In the Bumo deposit, as a criterion for ore prospecting, layered CM is generally accompanied by gold-bearing ore veins. More importantly, Au-bearing sulfides are concentrated along the boundaries between the quartz veins and layered CM. Consequently, the spatial association between layered CM and Au-bearing sulfides in quartz veins does indicate that the gold deposition affected by a redox reaction with veinlet CM occurs as micro-veins together with sulfides and gold, and they are produced by reaction 6 [9,58,59]. Layered CM through chemical reaction 7 (L means ligand; e.g., Cl⁻, HS⁻) [5]:

$${2\mathrm{AuL}}_{\mathrm{n}}^{1-\mathrm{n}}{+\mathrm{C}}_{\left(\mathrm{s}\right)}{+2\mathrm{H}}_2{\mathrm{O}}_{\left(\mathrm{l}\right)}\to {2\mathrm{Au}}_{\left(\mathrm{s}\right)}{+\mathrm{CO}}_{2\left(\mathrm{aq}\right)}{+4H}^{+}{+2nL}^{-}$$

(7)

Based on the above description, the mineralization model for the Bumo gold deposit is outlined as: (1) Layered CM was formed by the pre-ore Caledonian metamorphism at the temperatures of 450–550 °C, and this CM is physically weak, leading to stress concentration and shear deformation; (2) the reducing environment and space provided by layered CM promoted the ore mineral precipitation (Figure 9A,B); (3) veinlet CM is also produced by the water-rock interaction at 200–350 °C, coeval with sulfides, and native gold (Figure 9B).

7. Conclusions

(1) Two types of CM occur in the Bumo gold deposit, i.e., layered and veinlet CMs. Layered CM has a laminate structure, was formed at 450–550 °C and sourced from organic matter, and through pre-ore Caledonian metamorphism.

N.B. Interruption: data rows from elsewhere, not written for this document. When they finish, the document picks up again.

Issue #8735, opened 2026-08-17
unit-test-gate: 453 pre-existing unit failures, clustered into 17 root causes


dieterolson:
`unit-test-gate` on a clean `origin/main` (0065ec3bb):

```
453 failed, 10531 passed, 136 skipped, 19 errors in 372.28s
```

This is pre-existing debt, not new breakage. `quality-gate` was pinned to
`d-sorg-fleet-docker` and **no `CI Standard` run in the last 30 reached success or
failure at all**, so this job's result was never observed. #8729 fixed the routing; this
is the first honest read of it.

**This check cannot be made green without clearing the backlog below, and it should not
be made green any other way.** Filing rather than patching.

## Root-cause clustering

17 clusters account for ~306 of 453 failures and 18 of 19 errors (~69%). The remaining
~147 failures are a genuine long tail across ~85 files with no shared signature.

| # | Cluster | Tests | Type |
|---|---|---|---|
| C1 | `_prevent_repo_root_io` chdir vs repo-relative `open()` | 41 | test |
| C3 | `hatchling` stub import-order collision | 29 | test |
| C2 | `theme` / `ui` package exports dropped, production still imports them | ~35 | **production** |
| C4 | Sidekick ownership manifest | 23 F + 5 E | **production** |
| C5 | `src.*` alias registration never binds parent attributes | 23 (+9) | **production** |
| C6 | `solver_status` rename escaped its scope into 2 test files | 23 | test |
| C17 | Rust `upstream_physics` kernel absent from the gate venv | 22 | CI config |
| C12 | Guard exception-type drift (`assert` → `ValueError`) | 17 | test |
| C11 | Data-explorer durable store not isolated between tests | 15 | test |
| C7 | `PureWindowsPath` / `WindowsPath` misuse | 14 | test |
| C8 | WebSocket local guard landed without updating WS tests | 13 | test |
| C9 | CORS DbC precondition vs `MagicMock` | 11 | test |
| C10 | `Styles.SIDEBAR_MIN_WIDTH` / `MARGIN_PAGE` referenced, never defined | 10 | **production** |
| C13/C14 | `InertiaResult` / `WorkspaceRegistry` APIs tests were written against but never implemented | 16 | feature |
| C15 | `MagicMock` model passed into real MuJoCo C bindings | 8 | test |
| C16 | Pose Studio cannot construct | 1 F + 7 E | **production** |
[...]

PR #9254, opened 2026-08-30
fix(bunkershot3d): un-mirror the delivery frame so bounce skids instead of digging (#9247)

### LINKED ISSUE #9247: F0 inverts the primary design variable: more marketed bounce digs deeper, not shallower
Bounce exists so the sole skids instead of digging. F0 models the opposite. Reproduced on `main` (`0c064b533`) through the public workbench API, 24 mm sole, −14° attack, firm sand, default swing:

| marketed bounce | sole depth | divot mass | peak force |
| ---: | ---: | ---: | ---: |
| 8° | 19.69 mm | 109.3 g | 1188.0 N |
| 14° | 21.40 mm | 122.3 g | 1241.1 N |
| 20° | 22.99 mm | 135.3 g | 1152.3 N |
| 26° | **24.57 mm** | **149.2 g** | 1135.1 N |

**Monotone across the whole range: +18° of bounce buys 4.9 mm *more* depth and 40 g *more* sand moved.**

This is the primary design variable of a wedge. A tool built to compare sole geometries cannot rank them while the sign of its main lever is inverted, and every bounce-related conclusion the model has produced is suspect until this is resolved.

## Why this is probably a measurement artefact, not a force-model error

Peak force **falls** as bounce rises (1188 → 1135 N) while depth and displaced mass **rise**. Deeper, more sand moved, less peak force is not a self-consistent combination for a resistive medium: the depth-linear term should grow with depth and engaged area. That points at the depth *reference* rather than at the wrench.

Two concrete candidates, both cheap to test:

1. **The sole reference point moves with bounce.** #8701 split `depths_m` into `engaged_depths_m` and a geometric `sole_depths_m` measured "from a named reference point". If that reference is defined on the sole in a way that shifts as bounce changes the sole's curvature, then increasing bounce relocates the origin of the measurement and inflates reported depth without the head actually sitting lower in the bed.

2. **`ShotSettings.start_at_first_contact` interacts with it.** The head is dropped so its lowest element begins exactly at the free surface. As bounce changes, *which* element is lowest changes. If the drop uses one point and the depth report uses another, the two disagree by a bounce-dependent offset — exactly the shape of this error.

A third possibility, which the data argues against but which must be excluded rather than assumed: the delivered pose genuinely places a higher-bounce head deeper, in which case `deliver_wedge`'s effective-bounce trigonometry is wrong.

## What a fix has to establish

- **Which quantity is wrong** — depth reference, delivered pose, or wrench — demonstrated by measurement, not chosen by plausibility. The three hypotheses above make different predictions about `engaged_depths_m` vs `sole_depths_m` vs the pose, so they are separable.
- **A regression test asserting the physical ordering**: at fixed loft, attack and sand, more marketed bounce must not produce a deeper sole or more displaced mass in the non-burying regime. This is the invariant that was missing, which is why an inverted primary lever survived a suite of 2,000+ tests.
- Whether the burying regime genuinely flips the ordering (prior work observed it does, at −10° with a 5° sole burying 75 mm vs a 14.42° sole at 13 mm) — if so, the test must encode *both* regimes and the boundary between them, not just one.

## Provenance

Surfaced by the dig/skid rebuild (#8703, PR #9171), which was the first metric able to see it — the previous discriminant was saturated and returned `MARGINAL` for every design, so it could not have exposed an inverted lever. `DIG_SKID_BOUNCE_ORDERING_REASON` currently travels with every verdict so nobody reads one as a bounce recommendation; that caveat is a stopgap and should be removed by this fix, not left as permanent cover.

Filed now because it was previously recorded only as an inline caveat and a task chip, with no issue tracking it.

dieterolson:
Closes #9247.

The delivery frame was mirrored against the head frame. F0 drove the wedge through the sand **trailing edge first**, down a sole descending at 19.97 deg into the bed, on which more bounce is a steeper ramp. The tool's primary design variable came out with the wrong sign.

## Before / after

24 mm sole, firm sand, 25 m/s, 10 deg open, 6 deg forward lean — the issue's own reproduction.

**At −14 deg of attack** (`main` at `0c064b533`, left; this branch, right). The window is widened to 400 ms after the fix so a buried head still reports a depth and the two regimes share one axis.

| marketed bounce | presentation bounce | depth (main) | mass (main) | peak F (main) | depth (fixed) | mass (fixed) | peak F (fixed) |
| ---: | ---: | ---: | ---: | ---: | ---: | ---: | ---: |
| 8° | −7.53° | 19.69 mm | 109.3 g | 1188.0 N | **71.66 mm** | buried | 398.9 N |
| 14° | −1.55° | 21.40 mm | 122.3 g | 1241.1 N | **57.16 mm** | buried | 497.8 N |
| 20° | +4.45° | 22.99 mm | 135.3 g | 1152.3 N | 17.95 mm | 154.7 g | 598.5 N |
| 26° | +10.45° | **24.57 mm** | **149.2 g** | 1135.1 N | **16.49 mm** | **110.9 g** | 645.4 N |

**At −4 deg of attack**, where every design in the sweep planes:

| marketed bounce | depth | mass | peak force | exit speed |
| ---: | ---: | ---: | ---: | ---: |
| 8° | 7.03 mm | 59.9 g | 225.6 N | 20.74 m/s |
| 14° | 6.89 mm | 56.6 g | 175.2 N | 23.38 m/s |
| 20° | 6.87 mm | 56.6 g | 155.4 N | 23.87 m/s |
| 26° | 6.83 mm | 55.1 g | 158.8 N | 23.74 m/s |

Over a 7 × 7 sweep of bounce (8–26°) against attack (−2 to −14°), depth is monotone the right way in **49 of 49** cells. On `main` the same 49 cells are monotone **inverted**.

The peak force now reads consistently with the depth: a planing sole meets a shorter, harder contact and keeps its speed (16.5 mm, 645 N, exits at 17.5 m/s), while a buried one decelerates over a long slow crawl (71.7 mm, 399 N, exits at 1.5 m/s). On `main` depth and mass rose while peak force fell, which is what said the defect was not in the wrench.

## Which quantity was wrong, and how the others were excluded

The issue listed three hypotheses. Two were excluded by measurement, not by plausibility.

**1. "The sole reference point moves with bounce" — excluded.** Its body-frame station is **25.803 mm at every bounce in the sweep**, to the micrometre. Only its `z` moves, and that is a rigid offset of the body origin, not a change of measurement origin. `engaged_depths_m` also tracked `sole_depths_m` to within 0.1 mm throughout (19.59 vs 19.69, 24.52 vs 24.57), so the two independent depth measures agreed: the head genuinely went deeper.

**2. "`start_at_first_contact` drops on one point and reports another" — excluded.** The mismatch is real (the workbench passes the address-lowest sole element while the head is delivered rotated) but it is a pre-burial of **0.034–0.042 mm which *shrinks* as bounce rises** — two orders of magnitude below the 4.9 mm swing, and in the wrong direction.

**3. The delivered pose — this one, but not as `deliver_wedge`'s trigonometry.** Its angles are right. The frame its *vectors* are expressed in was not:

- `geometry/profile.py` and `geometry/lofting.py` build the mesh with the leading-edge point at the origin and **`+x` rearward**;
- `geometry/delivery.py` was written with **`+x` toward the target**.

Two contradictory frame conventions in one package, each stated only in prose, in a docstring. `delivery.py`'s scalars never depended on the sign of `x`, so they were right; its vectors were backwards, and the workbench — which rebuilt the delivery composition from that module's docstring and took `+x` for the travel direction — inherited both halves.

**Measured on the lofted mesh rather than argued.** The face normal at address is `(-0.516, 0, 0.856)`: it points along `-x`. Delivered loft read off the mesh now tracks `effective_loft_deg` to a **constant 0.920 deg** discretisation offset at every open/lean combination, against errors of **−7.81 to +28.92 deg** before:

| face open | shaft lean | mesh − library (main) | mesh − library (fixed) |
| ---: | ---: | ---: | ---: |
| 0° | 0° | 0.92° | 0.92° |
| 0° | 6° | 12.92° | 0.92° |
| 0° | 14° | 28.92° | 0.92° |
| 10° | 0° | −7.81° | 0.92° |
| 10° | 6° | 4.04° | 0.92° |
| 20° | 8° | −1.11° | 0.92° |

At the shipped 6 deg of forward lean the sand saw a 64.92 deg face while the report said 52.00 deg, because the mirrored pitch *added* loft instead of removing it. And the surface meeting the sand head-on was the **rear of the flange**: the face engaged **0.00 cm²** on entry under `main`, against 17.31 cm² at 14 mm of depth after the fix.

## What changed

`delivered_rotation` is exactly `M R M` with `M = diag(-1, 1, 1)` — a mirror in `x`, which reverses rotations about the shaft axis and about `y` alike. **Every published angle is unchanged**, verified bit-identical over 576 loft/bounce/lie/open/lean combinations. Only vectors moved.

- `geometry/delivery.py` restated in the head frame; `delivered_rotation`, `entry_velocity_m_s` and `TRAVEL_AXIS_BODY` are now public, so the composition and the travel axis are stated **once** rather than reimplemented from a docstring across a package boundary.
- `geometry/lofting.py` gains `require_travel_frame`, a precondition on every lofted head: the sole must descend rearward from the leading edge. `raise`, not `assert` — `python -O` strips assertions and every delivered pose in the package rests on this. (Note the obvious version of this check does not work: an `x` mirror maps extremes to extremes, so comparing the mesh's own extents passes either way round. It is the leading edge's forward-referenced station that breaks the symmetry.)
- `bunker_shot_gui/bridge.py` delegates to the library instead of rebuilding the composition; `model.py`'s scene travel axis follows `TRAVEL_AXIS_BODY`.

## The invariant that was missing

`tests/bunkershot3d/solvers/test_bounce_ordering_9247.py`, 19 tests. An inverted primary lever survived 2,000-odd tests because every one of them pinned a shape, a conservation identity or a scalar against itself, and none said which way round the answer should come out.

Both regimes and the boundary, because a test pinning only the shallow case would be half a guard:

- **non-burying**: more bounce is never deeper and never moves more sand, at −2/−4/−6 deg, square *and* at the shipped 10 deg open / 6 deg lean (a square delivery leaves the rotation at identity and cannot see a mirrored rotation at all);
- **burying**: the ordering does not reverse across the boundary;
- **the boundary** is bracketed rather than pinned — one steep sweep must contain both a burying and a non-burying design.

Each half of the mirror is caught independently: mirroring the delivered rotation alone fails 5 tests, mirroring the travel direction alone fails 9, mirroring both fails all 17 at the new lofting precondition. The frame tests measure the pose against the **published first-order rates**, not against `delivered_rotation` — a test that measures a rotation against itself passes in either frame, which is how a mirror survives. (An earlier draft of this test did exactly that and passed under a mirrored rotation.)

## Two findings a reviewer should not miss

**The burying-regime "reversal" is not real.** Prior work read the ordering as flipping where the head buries. After the fix more bounce is shallower in *both* regimes — they differ in magnitude, not in sign. The apparent flip was the *shallow* regime being inverted, not the deep one. The boundary sits near zero presentation bounce (delivered bounce plus attack angle) and drifts a couple of degrees positive as the attack steepens.

**The corrected model buries three of six shipped presets at the workbench's default delivery** (−8 deg attack, 10 deg open, 6 deg forward lean), because their presentation bounce is negative there: `tour_shaved_heel_lob` (−4.5°), `sm9_58_m` (−1.5°), `acushnet_example_1` (−0.5°). That is the model's honest output rather than a new defect — and it is bounded by the standing flat-half-space caveat, which has no crater and no divot memory, so deep digs are over-predicted. It does make the default delivery worth revisiting: 6 deg of *forward* shaft lean is a full-shot delivery, not a splash shot, and under the mirrored frame it was silently *adding* 6 deg of bounce instead of removing it. Not changed here.

## Stopgap removed

`DIG_SKID_BOUNCE_ORDERING_REASON` rode on every dig/skid verdict to warn readers off the bounce ordering. It covered this bug; leaving it after the fix would convert a temporary warning into permanent noise. Removed, and the test that pinned it in place is inverted rather than deleted so the removal is owned by an assertion.

**Merge note:** `fix/divot-mass-undercount` is also editing `metrics/divot.py` and its hunks touch the `__all__` block, so expect a one-line conflict there. The two changes are independent; keep both.

## Verification

- `tests/bunkershot3d/geometry` + `tests/bunkershot3d/solvers`: 994 passed, 1 skipped (optional `trimesh`).
- `tests/bunkershot3d/metrics`: 162 passed.
- `tests/tools/bunker_shot_gui` + `tests/bunkershot3d/study` + `tests/bunkershot3d/vandv`: all passed after the one change below.
- `ruff check` / `ruff format` clean; `mypy` clean on the five changed source files (the 3 remaining errors are pre-existing, in untouched `src/shared/python/`).

One existing test changed. `test_both_tiers_oppose_the_head` asserted that the vertical sand force is upward at every cross-tier probe — the same claim as "the sand opposes the head" only while the sole *planes*. Once the presentation angle goes negative the face submerges and the sand on it drives the head down; that is what digging is. It could only ever pass because the mirrored frame had the head striking with its back. Restated as the law it meant, `F · v ≤ 0`, with equality allowed only where the solver reports no force at all. Measured at the default delivery: `F · v` is −61, −6822, −0.0 for F0 and −2719, −1085, −3.4 for F1 across the three probes.


dieterolson:
Resolved the `SPEC.md` conflict and fixed one of the three failing gates. Triage of the rest, so the remaining work is clear — I did **not** guess at the physics.

**Fixed: `repo-structure-gates`.** The changelog had `1.0.658` on two rows: this branch's delivery-frame entry and `main`'s divot-mass entry, which claimed 658 while this branch was open. Renumbered this branch's row to **1.0.665** (main is at 1.0.661; 662/663 are held by #9234/#9252, 664 by #9253) and moved the identity `Spec Version` field with it. `check_spec_changelog_duplicates.py` passes. That also clears `test_check_spec_changelog_duplicates.py::TestTheRealSpecIsClean`, one of the 19 unit-test-gate failures.

**Not fixed, needs you — 10 × `TypeError` in `tests/bunkershot3d/solvers/test_bounce_ordering_9247.py`.** `main` made `friction_angle_deg` a required keyword on `divot_metrics()` (SPEC 1.0.658), and `_shoot()` in this branch's new test file still calls it with only `width_m` and `bulk_density_kg_m3`. The fix is mechanical *in shape* — the module already declares its bed as `playing_condition(PlayingCondition.FIRM)` in the `sand` fixture, and `main`'s own tests thread `friction_angle_deg=sand.friction_angle_deg` — but `_shoot()` has no `sand` parameter today, so wiring it means touching the helper and all seven call sites inside your test file. I left that to you rather than reshaping an actively-developed test module. Note the API change is deliberately default-less ("the wall angle is the bed's and a default would be an invented divot shape"), so picking a literal here would be the wrong fix.

**Not this PR — 5 × assertion failures in `test_workbench_model.py` / `test_shot_scene.py`.** `main` is red here independently; `tests (3.11)`/`tests (3.12)` and `quality-gate` have been failing on `main` since ~2026-08-29T17:37Z, tracked as #9204 (suite exceeds its job budget) and #8735 (pre-existing unit failures). Running `test_workbench_model.py` against `origin/main` alone reproduces 11 failures (`test_carry_is_reported_for_a_greenside_shot` → `assert nominal_shot.carry_m is not None`, plus the playability-window and comparison classes), so those are inherited, not introduced here. Worth confirming against #9204 before spending time on them from this branch.

`test_sole_load_render.py::test_every_frame_of_the_shot_can_be_drawn` died as `worker gw0 crashed` — the known pytest-qt/xdist crash pattern, not an assertion.

PR #9374, opened 2026-09-02
fix(scripts): repair validate_suite.py for the current src/ layout

### LINKED ISSUE #8834: scripts/validate_suite.py validates a pre-migration layout and can never pass
Found during the 2026-08-21 adversarial integration review (PR #8815).

`scripts/validate_suite.py:86,94` does `from launchers.unified_launcher import UnifiedLauncher` and `from launchers.golf_suite_launcher import main`. There is no top-level `launchers/` package, and the script only inserts the project root on `sys.path` (lines 22-24), not `src/`, so both imports raise `ImportError` and `validate_launchers()` returns `False` unconditionally. Its `expected_dirs` list (lines 41-54) is resolved against `get_src_root()` and includes `docs` and `output`, neither of which exists under `src/`.

The script is a leftover from a directory reorganization that was never completed — and it is one of the only remaining "consumers" keeping the deprecated launcher shells alive (see #8831).

**Suggested fix:** delete it, or rewrite it against the current layout and wire it into CI so it can't rot again.

Severity: medium.

dieterolson:
## Summary
`scripts/validate_suite.py` validated a pre-migration directory layout and could never pass -- only 1/6 validators succeeded when run against current `main`.

- `validate_launchers()` never put `src/` on `sys.path`, so the launcher import chain's bare `import bunkershot3d` (used transitively by `simulation_backends/wrench_extractor.py`) failed with `ModuleNotFoundError`, even though the launcher code itself is fine.
- `validate_shared_components()` imported `shared.python...` instead of `src.shared.python...` (there is no top-level `shared` package), and separately imported `SUITE_ROOT` from `src.shared.python.core.constants` -- a *different*, more narrowly scoped path (`src/shared`) that shadowed the script's own module-level `SUITE_ROOT` (`src/`) for the rest of the function, so the MATLAB file check below it looked in the wrong place.
- `validate_git_repository()` and `validate_configuration_files()` resolved `.git`, `.gitignore`, `README.md`, and `docs/` against `get_src_root()` (`src/`) instead of the project root, where they actually live.
- `validate_directory_structure()`'s `expected_dirs` included `docs` and `output`, resolved against `src/` -- neither exists there; both exist at the project root.

## Fix
Straightforward import-path/root fixes -- no directory reorganization, no behavior change to what's being validated, just pointing each check at the right root/module path.

Fixes #8834

## Test plan
- [x] New `tests/scripts/test_validate_suite.py` (7 tests, one per validator plus the end-to-end run) -- 5/7 failed before the fix, all 7 pass after
- [x] `python scripts/validate_suite.py` run directly: 1/6 -> 6/6 validations passed
- [x] `ruff check` / `ruff format --check` on changed files


dieterolson:
The `unit-test-gate` failure here (`module 'src' has no attribute '_install_parent_shared_aliases'`) doesn't reproduce locally — 7/7 tests in `tests/scripts/test_validate_suite.py` pass cleanly in a fresh clone. Filed #9387 with evidence this is a recurring xdist worker-corruption issue (same class as #9099, different victim) affecting this PR and #9384 simultaneously — not a defect in this PR's own diff. Leaving auto-merge armed; this should clear once #9387 is root-caused.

In contrast, veinlet CM has the isometric shape and was formed at 200–350 °C, and through syn-ore hydrothermalism.

(2) Layered CM promoted the shear deformation of host rocks and provided a reducing environment, favorable for gold mineralization. Veinlet CM coprecipitated with sulfides and native gold.